▶ _Work instructions_
When a line of the entries contains "await", please list that line.

(Saved data entries)
━━━━
PR #2863, opened 2026-08-07
fix(opportunity): prefer scoped row to avoid unique constraint collision (SITES-49175)

jsanchez07:
## Summary

PR #2850 added scope-stamping to `convertToOpportunity` to self-heal legacy null-scope opportunity rows. What it didn't account for: when Mystique's projector has already created a scoped row (`scope_type='site'`) for a site, the legacy null-scope row still exists alongside it. When audit-worker picks the null-scope row and tries to stamp it, `save()` violates the partial unique index `idx_opportunities_unique_active_scope` — a scoped row for the same `(site_id, type)` already exists. That exception propagates uncaught through `generateSuggestionData`, aborting it entirely: Bright Data never runs, no new suggestions are created.

**Confirmed in prod: 161 sites currently have this two-row pattern (one `scope_type=null`, one `scope_type=site`).**

## Fix

Switch from `.find()` to `.filter()` and explicitly prefer the already-scoped row when both exist:

```js
const typeMatches = opportunities.filter((oppty) => {
  if (oppty.getType() === auditType) {
    if (comparisonFn && typeof comparisonFn === 'function') {
      return comparisonFn(oppty, opportunityInstance);
    }
    return true;
  }
  return false;
});
// Prefer a scoped row over a legacy null-scope row: if both exist for the same
// (siteId, type), stamping scope on the null-scope row would violate
// idx_opportunities_unique_active_scope and abort the audit step.
opportunity = typeMatches.find((oppty) => oppty.getScopeType() !== null)
  ?? typeMatches[0];
```

## Behavioral impact

This change is in `convertToOpportunity`, which is shared by all audits. The behavior differs by case:

- **One matching row (the vast majority of sites and audits):** `typeMatches[0]` is identical to what `.find()` returned. No change.
- **Two matching rows, one null-scope and one scoped (the 161-site scenario):** old behavior was to pick the null-scope row and crash with a unique constraint violation. New behavior picks the already-scoped row, skips stamping, and proceeds correctly. This applies to any audit type that lands in the two-row situation, not just broken-backlinks.
- **Two matching rows, same scope type:** falls back to `typeMatches[0]`, same result as `.find()`. No change.

## Why 40 files changed

Only **one production file** changed (`src/common/opportunity.js`). The other 39 are test files. The fix calls `oppty.getScopeType()` on opportunity objects — real DB objects have this method, but mock objects in tests don't unless explicitly added. Each test file gets `getScopeType: () => null` and `getScopeId: () => null` added to mock opportunity objects — one or two lines per file.

## Test plan

- [ ] All 9,465 existing tests pass at 100% coverage (verified locally)
- [ ] After merge + deploy: re-trigger broken-backlinks audit for one of the 161 affected sites and confirm `generateSuggestionData` completes, Bright Data runs, and new suggestions are created

## Change Management

```yaml
cm-assessment: v1
changeType: standard
impact: unnoticeable
risk: minor
changeApprovedBy: ["Abhinav Saraswat", "Dominique Jäggi"]
```

### DIFF
--- a/src/common/opportunity.js
+++ b/src/common/opportunity.js
@@ -40,17 +40,20 @@ export async function convertToOpportunity(auditUrl, auditData, context, createO
     try {
       // eslint-disable-next-line max-len
       const opportunities = await Opportunity.allBySiteIdAndStatus(auditData.siteId, Oppty.STATUSES.NEW);
-      opportunity = opportunities.find((oppty) => {
+      const typeMatches = opportunities.filter((oppty) => {
         if (oppty.getType() === auditType) {
-          // If comparison function is provided, use it to determine if opportunities are the same
           if (comparisonFn && typeof comparisonFn === 'function') {
             return comparisonFn(oppty, opportunityInstance);
           }
-          // Default behavior: just match by type
           return true;
         }
         return false;
       });
+      // Prefer a scoped row over a legacy null-scope row: if both exist for the same
+      // (siteId, type), stamping scope on the null-scope row would violate
+      // idx_opportunities_unique_active_scope and abort the audit step.
+      opportunity = typeMatches.find((oppty) => oppty.getScopeType() !== null)
+        ?? typeMatches[0];
 
       if (!opportunity) {
         // eslint-disable-next-line max-len
--- a/src/common/opportunity.js
+++ b/src/common/opportunity.js
@@ -50,9 +50,9 @@ export async function convertToOpportunity(auditUrl, auditData, context, createO
         return false;
       });
       // Prefer a scoped row over a legacy null-scope row: if both exist for the same
-      // (siteId, type), stamping scope on the null-scope row would violate
+      // (siteId, type), stamping scope on the null/undefined-scope row would violate
       // idx_opportunities_unique_active_scope and abort the audit step.
-      opportunity = typeMatches.find((oppty) => oppty.getScopeType() !== null)
+      opportunity = typeMatches.find((oppty) => oppty.getScopeType())
         ?? typeMatches[0];
 
       if (!opportunity) {
--- a/test/audits/accessibility/generate-individual-opportunities.test.js
+++ b/test/audits/accessibility/generate-individual-opportunities.test.js
@@ -2184,6 +2184,8 @@ describe('createAccessibilityIndividualOpportunities', () => {
       // SITES-49175 — self-heal legacy NULL-scope rows on every audit touch
       setScopeType: sandbox.stub(),
       setScopeId: sandbox.stub(),
+      getScopeType: () => null,
+      getScopeId: () => null,
       setUpdatedBy: sandbox.stub(),
       save: sandbox.stub().rejects(new Error('Create Error')),
     };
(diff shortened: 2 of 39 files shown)


absarasw (approved):
LGTM — the fix is correct and well-targeted. Approving; a few observations below, only the first is a nit worth addressing before merge.

## Why the fix works (rephrased for the PR description)

The description says "skips the stamp entirely" but the code actually stamps the already-scoped row — that's still safe because it's a no-op UPDATE on the same tuple. Worth aligning the wording:

> Prefer the already-scoped row so `setScopeType('site')` becomes a no-op UPDATE (same tuple, no constraint violation) instead of a NULL→'site' UPDATE on the legacy row that would collide with the existing scoped row.

## Nit — truthy check instead of `!== null`

`opportunity = typeMatches.find((oppty) => oppty.getScopeType() !== null) ?? typeMatches[0];`

`!== null` misses `undefined`. If the model layer ever returns `undefined` for an unset attribute (some PostgREST/ElectroDB paths do), a null-scope row would masquerade as scoped and we'd fall through to `typeMatches[0]`, defeating the preference.

```js
// truthy check — treats null/undefined uniformly
opportunity = typeMatches.find((oppty) => oppty.getScopeType()) ?? typeMatches[0];
// or explicit loose-null check
opportunity = typeMatches.find((oppty) => oppty.getScopeType() != null) ?? typeMatches[0];
```

Cheap guard against a future surprise.

## Observation — legacy null-scope rows stay orphaned

When both rows exist, we prefer the scoped one and never touch the null-scope one. It stays NEW forever, invisible to the audit path, but still a real DB row with `status='NEW'` and `scope_type=NULL`. Correct call for this PR's scope, but flagging for follow-up:

- ~161 sites on the two-row pattern per your DB query → same number of orphaned null-scope rows after audits run.
- Options:
  1. One-off backfill script: PATCH the null-scope row → `IGNORED` for each affected site.
  2. Have this fix also flip the null-scope row to `IGNORED` when both exist:

```js
const scopedMatch = typeMatches.find((oppty) => oppty.getScopeType() != null);
const nullScopeMatch = typeMatches.find((oppty) => oppty.getScopeType() == null);
if (scopedMatch && nullScopeMatch) {
  await nullScopeMatch.setStatus(Oppty.STATUSES.IGNORED);
  await nullScopeMatch.save();
}
opportunity = scopedMatch ?? typeMatches[0];
```

Fine either way. If we don't do it here, worth a follow-up ticket so the orphans don't linger indefinitely.

## Observation — pre-existing CREATE-branch race (not for this PR)

Latent race that predates this PR:

- T1: audit-worker's `allBySiteIdAndStatus` returns empty.
- T2: projector-service creates a scoped row via the RPC.
- T3: audit-worker CREATE branch → `Opportunity.create` INSERT → collides.

`Opportunity.create` doesn't do ON CONFLICT. Rare but non-zero. Worth a small follow-up: either use an RPC-with-ON-CONFLICT flavor for audit-worker's CREATE, or retry on 409. Not blocking this PR.

## Tests — LGTM

- ✅ Both-rows-prefer-scoped
- ✅ Only-null-scope-uses-first
- ✅ Central `MockContextBuilder` in `test/shared.js` returns `null` for `getScopeType`/`getScopeId` — avoids per-test churn going forward.

Optional: one defensive test for `two rows both scoped` (shouldn't happen under the partial unique index but tests the code path if it ever does — `.find(scoped)` returns the first).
━━━━
▶ _Reply to the exercise_
       const opportunities = await Opportunity.allBySiteIdAndStatus(auditData.siteId, Oppty.STATUSES.NEW);
  await nullScopeMatch.setStatus(Oppty.STATUSES.IGNORED);
  await nullScopeMatch.save();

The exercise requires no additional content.